Delhi High Court to hear plea against quota stay
The Delhi high court on Monday agreed to hear the AAP government’s appeal against its single judge order partially staying a notification scrapping management quota and some other criteria in the nurs
The Delhi high court on Monday agreed to hear the AAP government’s appeal against its single judge order partially staying a notification scrapping management quota and some other criteria in the nursery admissions in the city’s private unaided schools.
The Delhi government’s directorate of education (DoE) has in its appeal contended that the January 6 order scrapping various admission criteria and the management quota “was validly and lawfully” issued to ensure that admissions to entry-level classes, like nursery, are made in a “fair and reasonable” manner.

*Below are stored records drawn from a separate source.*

PR #1127, opened 2021-10-21

hyoklee:
This will remove ``` warning: implicit conversion turns floating-point number into integer: 'float' to 'size_t' (aka 'unsigned long') [-Wfloat-conversion]``` warnings.

### DIFF
--- a/src/H5FDcore.c
+++ b/src/H5FDcore.c
@@ -190,8 +190,8 @@ static const H5FD_class_t H5FD_core_g = {
 };
 
 /* Default configurations, if none provided */
-static const H5FD_core_fapl_t H5FD_core_default_config_g       = {(size_t)H5_MB, TRUE, H5FD_CORE_WRITE_TRACKING_FLAG,
-                                                            H5FD_CORE_WRITE_TRACKING_PAGE_SIZE};
+static const H5FD_core_fapl_t H5FD_core_default_config_g = {
+    (size_t)H5_MB, TRUE, H5FD_CORE_WRITE_TRACKING_FLAG, H5FD_CORE_WRITE_TRACKING_PAGE_SIZE};
 static const H5FD_core_fapl_t H5FD_core_default_paged_config_g = {(size_t)H5_MB, TRUE, TRUE, (size_t)4096};
 
 /* Define a free list to manage the region type */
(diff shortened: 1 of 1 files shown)


derobins (approved):

src/H5FDcore.c
```diff
@@ -190,9 +190,9 @@ static const H5FD_class_t H5FD_core_g = {
 };
 
 /* Default configurations, if none provided */
-static const H5FD_core_fapl_t H5FD_core_default_config_g       = {H5_MB, TRUE, H5FD_CORE_WRITE_TRACKING_FLAG,
+static const H5FD_core_fapl_t H5FD_core_default_config_g       = {(size_t)H5_MB, TRUE, H5FD_CORE_WRITE_TRACKING_FLAG,
                                                             H5FD_CORE_WRITE_TRACKING_PAGE_SIZE};
-static const H5FD_core_fapl_t H5FD_core_default_paged_config_g = {H5_MB, TRUE, TRUE, (size_t)4096};
+static const H5FD_core_fapl_t H5FD_core_default_paged_config_g = {(size_t)H5_MB, TRUE, TRUE, (size_t)4096};
```
derobins, line 195: This is fine, I guess, but I would probably create a const int H5_CORE_DEFAULT_ALLOC_SIZE or something like that and make it 1024 * 1024 instead. That's more in the spirit of what's intended and doesn't torture the floating-point H5_MB into a new use.

Also, the size_t cast for 4096 is probably superfluous.

hyoklee: I tried that already and it generated more warnings.

derobins: Compilers are weird

byrnHDF (approved):

lrknox:
clang-format check failed, identifying the changes below for lines 193 and 955.  Usually it commits the changes, but this time did not.  If the changes look reasonable, maybe change them manually, commit the changes and see what happens?

--- ./src/H5FDcore.c	(original)
+++ ./src/H5FDcore.c	(reformatted)
@@ -190,8 +190,8 @@
 };
 
 /* Default configurations, if none provided */
-static const H5FD_core_fapl_t H5FD_core_default_config_g       = {(size_t)H5_MB, TRUE, H5FD_CORE_WRITE_TRACKING_FLAG,
-                                                            H5FD_CORE_WRITE_TRACKING_PAGE_SIZE};
+static const H5FD_core_fapl_t H5FD_core_default_config_g = {
+    (size_t)H5_MB, TRUE, H5FD_CORE_WRITE_TRACKING_FLAG, H5FD_CORE_WRITE_TRACKING_PAGE_SIZE};
 static const H5FD_core_fapl_t H5FD_core_default_paged_config_g = {(size_t)H5_MB, TRUE, TRUE, (size_t)4096};
 
 /* Define a free list to manage the region type */
@@ -952,8 +952,8 @@
                             "file read failed: time = %s, filename = '%s', file descriptor = %d, errno = %d, "
                             "error message = '%s', file->mem = %p, total read size = %llu, bytes this "
                             "sub-read = %llu, bytes actually read = %llu, offset = %llu",
-                            HDctime(&mytime), file->name, file->fd, myerrno, HDstrerror(myerrno), (void *)file->mem,
-                            (unsigned long long)size, (unsigned long long)bytes_in,
+                            HDctime(&mytime), file->name, file->fd, myerrno, HDstrerror(myerrno),
+                            (void *)file->mem, (unsigned long long)size, (unsigned long long)bytes_in,
                             (unsigned long long)bytes_read, (unsigned long long)offset);
                     } /* end if */

jhendersonHDF (approved):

In its plea, listed before a bench of Chief Justice G. Rohini and Justice Jayant Nath, the DoE said the decision was taken “without any view to interfering in the autonomy of private unaided schools.” It has said the “objective was not to deprive private unaided schools of their autonomy, but to ensure that admission to entry-level classes are made in a fair, reasonable, rational, transparent and non-exploitative manner.”
The DoE said it was “fully empowered and competent in terms of Delhi Schools Education Act and Rules framed thereunder to issue” the January 6 order.
Terming the practice of granting admissions under management quota as being allegedly “non-transparent and opaque,” the DoE said the intention behind the notification was to “prevent maladministration.” The single judge in a February 4 order had stayed the DoE’s January 6 order with regard to scrapping of management quota as well as 11 other admission criteria, saying it was issued “without any authority” and was in conflict with an earlier decision of the lieutenant-governor.
The 11 criteria include those relating to the proven track record of parents, their proficiency in music or sports, their empirical achievements, the gender of the child and whether the kid was the first-born or adopted.
The single judge was of the prima facie view that the Delhi government’s January 6 order, scrapping a total of 62 criteria and management quota, was “issued without any authority” and was in “direct conflict” with the L-G’s 2007 order on nursery admissions in private unaided schools.